For many who have made pain an identity, pain becomes a cop-out, a way of justifying how hard done by the doer is, legitimizing complaint, blame and victimhood; or just a way to hang onto binding vasanas, to camouflage them with talk about Self-knowledge. Eating habits form binding vasanas that can be the most stubborn of all vasanas. It never fails to amaze us how much people are prepared to suffer rather than make permanent lifestyle changes, especially to the way they eat.

Thus it is sad but true that ill health and pain are so often the result of lifestyle issues that never get cleaned up properly, i.e. the vasana for freedom from suffering is not strong enough to overcome the vasana for the way we eat and live. We fool ourselves into believing we are living intelligently and eating properly, but we are not. If this is the case for you, rajas and tamas are doing a very good job of working together – rajas projects, and tamas denies. Only you will know. From what I observed of the way you eat, there is a lot you could do to make changes if you really want to manage the pain.

That said, there is always something “wrong” with the body, even when we are experiencing good health. It is not static but fluid, like a river, always changing and in a state of flux, and in a constant symbiotic relationship with the environment (Isvara, the gunas). It is a product of the gunas. The body you had a year ago, a month ago or yesterday is not the same body you have today, because the gunas are always changing, constantly revolving. Thus nothing in mithya ever stays the same. We have no control over it other than to look after it to the best of our ability.

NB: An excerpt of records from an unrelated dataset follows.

PR #64, opened 2022-02-02
upgrade to create-react-app 5, "un-eject"

oshi97:
This PR updates react-scripts to 5, and re-inserts (un-ejects?) the app back into the create-react-app ecosystem.
react-router-dom was not updated from 5 to 6, due to breaking changes

appliedFilters.test.tsx was moved into the `src` folder, since create-react-app only supports having test files inside the `src` folder. This preferred folder structure for tests in create-react-app is having them adjacent to the source file
they are testing. This lets tests be more discoverable and makes import paths shorter.
https://stackoverflow.com/questions/62442797/jest-folder-structure.

create-react-app also does not support the `setupFilesAfterEnv` jest config without ejecting, so `tests/setup/setup-env.ts` was moved to `src/setupTests.ts`

The third party notices github action was updated to use a macos runner instead of an ubuntu runner. This is
because fsevents is an `optionalDepedency` that is only installed when the user is on macos. Generally speaking optional dependencies are rare and only used by libraries like `chokidar` which need to do os specific things.

J=SLAP-1798
TEST=manual

npm test script works
npm test:watch script works
page loads, vertical links work, visual autocomplete works
npm build script works
service worker works with a production build
no service worker exists when using the dev flow


tailwind.config.js
```diff
@@ -1,6 +1,5 @@
 module.exports = {
-  purge: ['./src/**/*.{js,jsx,ts,tsx}', './public/index.html'],
-  darkMode: false, // or 'media' or 'class'
```
oshi97, line 3: tailwind was saying to either change `darkMode` to `media` or remove it

cea2aj (approved):
And they said couldn't be done (un-ejecting from CRA)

But no matter how well we look after the body, Isvara is the final (and only) determiner of how long the body will sustain life. The body is on loan to you; you are not meant to and (definitely) will not be allowed to keep it! Take appropriate and timely action to look after it but surrender it to Isvara, who will take care of it. The right attitude, which is an attitude of gratitude for the gift of life “in a body,” is the best and sanest approach to the body and to life, along with a knowledge-based lifestyle. It is a privilege to be born with a human body because only in a human body can moksa obtain. And when the time is right, the body will be withdrawn and returned to the five elements from whence it came, and you as consciousness will not be affected by that one bit.

Even though taking care of the body is intelligent if you want to feel good and live life well, ultimately our problems as a jiva do not come from the body, its good or bad health. All our problems come from ignorance, from desire- and fear-thoughts, i.e. from binding vasanas.